At the moment I'm only using Haddock but after seeing some really interesting examples (e.g. this gist) of literate Haskell, I'm interested in trying it out in a project.

The questions I got, are:

  • What do you write as Haddock comments and what do you write in the literate part?

  • How do you scale literate programming to multiple files? Can anyone point me to an example where literate programming is used in a package with multiple modules? What is your experience of using literate programming in larger packages?

  • Which flavour (markdown, latex, ...) of literate Haskell is preferred?

  • Why are you programming in literate Haskell or plain vanilla Haskell? Are you programming in both styles and if so why?

  • Do you prefer block-style (\begin{code}) or Bird-style (>)?

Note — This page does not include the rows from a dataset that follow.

PR #1130, opened 2021-06-09
OCD-3680: Upgrade to Spring 5

kekey1:


chpl/chpl-service/src/main/java/gov/healthit/chpl/caching/AsynchronousCacheInitialization.java
```diff
@@ -37,19 +37,22 @@ public AsynchronousCacheInitialization(CertificationIdManager certificationIdMan
...
     @Async
     @Transactional
-    public Future<Boolean> initializeSearchOptions() throws EntityRetrievalException {
+    public void initializeSearchOptions() throws EntityRetrievalException {
         LOGGER.info("Starting cache initialization for SearchViewController.getPopulateSearchData()");
         dimensionalDataManager.getSearchableDimensionalData(true);
         dimensionalDataManager.getSearchableDimensionalData(false);
+        CacheManager manager = CacheManager.getInstance();
+        Cache productNamesCache = manager.getCache(CacheNames.PRODUCT_NAMES);
+        System.out.println("PRODUCT NAMES Cache KEy size: " + productNamesCache.getKeys().size());
```
andlar:
```suggestion
        System.out.println("PRODUCT NAMES Cache Key size: " + productNamesCache.getKeys().size());
```

chpl/chpl-api/src/main/java/gov/healthit/chpl/web/controller/ChangeRequestController.java
```diff
@@ -49,7 +52,7 @@ public ChangeRequestController(final ChangeRequestManager changeRequestManager,
     @RequestMapping(value = "/{changeRequestId}", method = RequestMethod.GET, produces = "application/json; charset=utf-8")
     public @ResponseBody ChangeRequest getChangeRequest(@PathVariable final Long changeRequestId) throws EntityRetrievalException {
         if (!ff4j.check(FeatureList.CHANGE_REQUEST)) {
-            throw new NotImplementedException();
+            throw new NotImplementedException(msgUtil.getMessage("notImplemented"));
```
andlar, line 55: I'm curious about this change. I see the message string in a properties file, but am wondering why it needs to be added here and why it couldn't be in the NotImplementedException class as part of the constructor

andlar (dismissed):

chpl/chpl-api/src/main/java/gov/healthit/chpl/web/controller/ChangeRequestController.java
kekey1: Hmmm NotImplementedException is not our code, it's from an Apache Commons library. Spring 4 brought with it an older version of the apache commons library and we had a bunch of references to it (including here). Spring 5 no longer brings that old commons library in so everywhere we referenced commons.lang I had to change it to commons.lang3. FYI - something we need to be conscious of until this code gets on STG is to NOT reference that library in new code otherwise we'll have integration problems. Anyway, that library is where NotImplementedException comes from and in the lang3 - new version - of the library it no longer supports a default no-arg constructor. It is required to pass in a string to the constructor now. Given that information, I am not sure if I understand what change you're suggesting.

andlar: I was asking why we couldn't use the default constructor, more for my own edification than anything else, and given your explanation it's now clear. Thanks!

andlar (dismissed):

tmy1313 (dismissed):

andlar (dismissed):

andlar (approved):

tmy1313 (approved):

Why?

Was it helpful?

Solution

I used to write a lot of literate programs.

What do you write as Haddock comments and what do you write in the literate part?

The external API documentation goes into the Haddock comments. Everything else goes into the literate part. "Everything else" might include:

  • Internal invariants of data structures
  • Why you are doing things this way
  • What the design of the code is
  • Why this design was chosen, what other designs were tried and found wanting

How do you scale literate programming to multiple files?

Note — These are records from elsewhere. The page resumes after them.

PR #1138, opened 2021-06-16
OCD-3431: feat!: Disable Merge ability for ROLE_ACB

andlar:


kekey1 (changes requested):
I think you also need to make a change to CreateBackgroundJobTriggerActionPermissions.... and the jobs.xml to not allow ACBs for the developer merge. Also, jobs.xml indicates ONC STAFF should be able to do it but I'm not sure the code in the permissions class matches that.

kekey1 (dismissed):

kekey1 (approved):

tmy1313 (approved):

PR #1156, opened 2021-07-27
OCD-3707: mark confirmed listings as RWT eligible, based on rules

andlar:


chpl/chpl-service/src/main/java/gov/healthit/chpl/entity/search/CertifiedProductBasicSearchResultEntity.java
```diff
@@ -107,11 +99,12 @@
     @Column(name = "meaningful_use_users")
     private Long meaningfulUseUserCount;
 
-    @Setter(AccessLevel.NONE)
-    @Getter(AccessLevel.NONE)
     @Column(name = "meaningful_use_users_date")
     private Date meaningfulUseUserDate;
 
+    @Column(name = "rwt_eligibility_year")
+    private Integer rwtEligibilityYear;
```
kekey1: I'm uncertain about this field being added here and in the data model. The search view that it was added to plus this class are used pretty much only to fill out the collections endpoint when you get all listings and also send back in the new /search/beta endpoint. If you add the field to the entity, I wonder if it needs to also be added to those domain objects and return it in those other places? Or does it not really need to be here?

kekey1 (dismissed):

tmy1313 (dismissed):

kekey1 (approved):

tmy1313 (approved):

PR #1164, opened 2021-08-05
OCD-3709:  Generate SVAP Summary CSV and allow download of that file and schema

kekey1:


chpl/chpl-api/src/main/java/gov/healthit/chpl/web/controller/DownloadableResourceController.java
```diff
@@ -236,4 +286,11 @@ public void downloadSurveillance(@RequestParam(value = "type", required = false,
         LOGGER.info("Downloading " + downloadFile.getName());
         fileUtils.streamFileAsResponse(downloadFile, "text/csv", response);
     }
+
+    @RequestMapping(value = "/listings-with-svap",
+    method = RequestMethod.GET,
+    produces = "application/json; charset=utf-8")
+    public @ResponseBody List<Long> getListingIdsWithSvap() {
```
andlar: Is this method used? Is the endpoint used? This seems like an odd method to have here

chpl/chpl-service/src/main/java/gov/healthit/chpl/activity/history/ListingActivityHistoryHelper.java
```diff
@@ -0,0 +1,111 @@
...
+            return true;
+        } else if (orig == null && updated != null && !StringUtils.isBlank(updated.getSvapNoticeUrl())
+                && updated.getSvapNoticeUrl().equals(currentSvapNoticeUrl)) {
+            return true;
+        }
+        return false;
+    }
+
+    @Transactional
+    public CertifiedProductSearchDetails getListingOnDate(Long listingId, Date date) {
```
andlar: Would it make sense to move the SVAP helper functions into a different class? This method looks like a "ListingActivityHistoryHelper" method, but the other ones look very specific for a particular type of history

andlar (dismissed):

chpl/chpl-service/src/main/java/gov/healthit/chpl/activity/history/ListingSvapActivityHistoryHelper.java
```diff
@@ -0,0 +1,84 @@
...
+
+import gov.healthit.chpl.dao.ActivityDAO;
+import gov.healthit.chpl.domain.CertifiedProductSearchDetails;
+import gov.healthit.chpl.domain.activity.ActivityConcept;
+import gov.healthit.chpl.dto.ActivityDTO;
+import lombok.extern.log4j.Log4j2;
+
+@Service
+@Log4j2
+public class ListingSvapActivityHistoryHelper {
```
tmy1313: I'm not a big fan of classes ending with "Helper".  I know I have added several classes to CHPL with this suffix, so you can take this with a grain of salt.  It is often considered a code smell.  This class looks like it get Activity based on some type of criteria (not a CHPL "Criteria"), and will/can be expanded in the future to support other criteria.  Maybe something like `ListingActivityHistoryEvent` - I'm not sure...  Naming is hard!!

Or maybe make a `ListingActivityHistory` interface.  Then make an implementation of 'LastSvapNoticeUrlListingActivityHistory` .  In this model, each "query would be it's own class, but we might have more control in the long run, by being able to run several of these "queries" in a generic way.

tmy1313 (dismissed):

andlar (approved):

tmy1313 (approved):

The same way you scale a large LaTeX document to multiple files: one file per module, then a giant file that \includes them all.

Can anyone point me to an example where literate programming is used in a package with multiple modules?

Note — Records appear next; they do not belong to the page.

PR #1166, opened 2021-08-09
[#OCD-3713] feat!: Restrict Listings to have only valid Test Procedures on edit

andlar:


chpl/chpl-service/src/main/java/gov/healthit/chpl/validation/listing/Edition2015ListingValidator.java
```diff
@@ -107,6 +108,10 @@
     @Qualifier("testStandardReviewer")
     private TestStandardReviewer tsReviewer;
 
+    @Autowired
+    @Qualifier("testProcedureReviewer")
+    private TestProcedureReviewer tpReviewer;
```
kekey1, line 113: Lines 315-342 in gov.healthit.chpl.validation.listing.reviewer.edition2015.RequiredData2015Reviewer are doing (I think) more or less what the reviewer you added here is doing. I'm curious if/why that existing code is not working? If we are replacing it with this reviewer, can that chunk of code be removed from the RequiredData2015Reviewer?

kekey1 (dismissed):

tmy1313 (dismissed):

tmy1313 (approved):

It's not Haskell, but the Quick C-- compiler is a large functional program that is written using literate programming.

What is your experience of using literate programming in larger packages?

Literate programming works very well for documenting tricky, difficult, or complex modules. For most simple modules, the external API documentation (e.g., Haddock) is enough. And no literate program is really going to give you the big picture of a design that contains more than a dozen modules. For that you need other tools and techniques.

Which flavour (markdown, latex, ...) of literate Haskell is preferred?

If you're making such a major investment, I'd definitely go with LaTeX just because of the math capability, and the generally greater power of the tool.

Why are you programming in literate Haskell or plain vanilla Haskell? Are you programming in both styles and if so why?

My Haskell codes are almost always all plain vanilla, for two reasons:

  • I work with senior people who have more Haskell experience, and they have abandoned literate Haskell. Only the very oldest modules in their system have any chance of being .lhs.

  • For Haskell, literate programming is kind of superfluous. One of the big benefits of a literate-programming tool is that you are freed from any constraints that the compiler or language definition might put on the order in which your code appears. But Haskell has almost no such constraints: there's no definition before use, and for a typical function definition I have the choice of let-binding or where-binding auxiliary names (or both). Literate programming was never just about fancy comments, and with "literate" Haskell that's about all you get. It's not worth the bother.

Do you prefer block-style (\begin{code}) or Bird-style (>)? Why?

I strongly prefer block style:

  • It's roughly compatible with every other literate-programming tool on the planet. (Bird tracks are unique to Haskell.)

  • My editor copes better with block style.

OTHER TIPS

If you intend to share programs on the internet, I've found a combination of literate haskell in markdown style with mathjax to be a great combination. The program "Pandoc" is seriously brilliant for taking this "markdown+lhs" to any format you desire, including PDF or HTML. If you tell Pandoc to output to HTML, you can use the -mathjax (or other similar flags if you prefer) to have your latex math formulas render.

When using this style, I find bird style to be preferable because it just is more readable to me and seems to fit along with the markdown style better.

The great thing about using Pandoc with markdown is that you can add citations to your code, math formulas, and have a really portable format. You can build something that resembles a scientific research paper but is executable and can also be posted to blogs/wikis/websites.

To give an alternative point to Norman where he says that literate programming is useful for clearer code arrangement, it could be argued that Haskell is expressive enough that the problems you solve with the code are actually interesting and can really benefit by being surrounded with explanatory text. Think of a mathematical research paper. Good papers in pure mathematics have a lot of text to explain the motivation or higher-level interpretations of what the mathematical notation means. In a paper about the Navier-Stokes equations, for example, it would be super useful to surround the notation of the equations with text explaining how it relates to Newton's conservation of momentum.

In summary, I have had good success with, and recommend, using markdown+lhs style, dollar signs to embed latex math formulas, bird style, and pandoc. I would recommend writing programs as if they were research papers and treat the haskell itself as you would mathematical expressions in a research paper.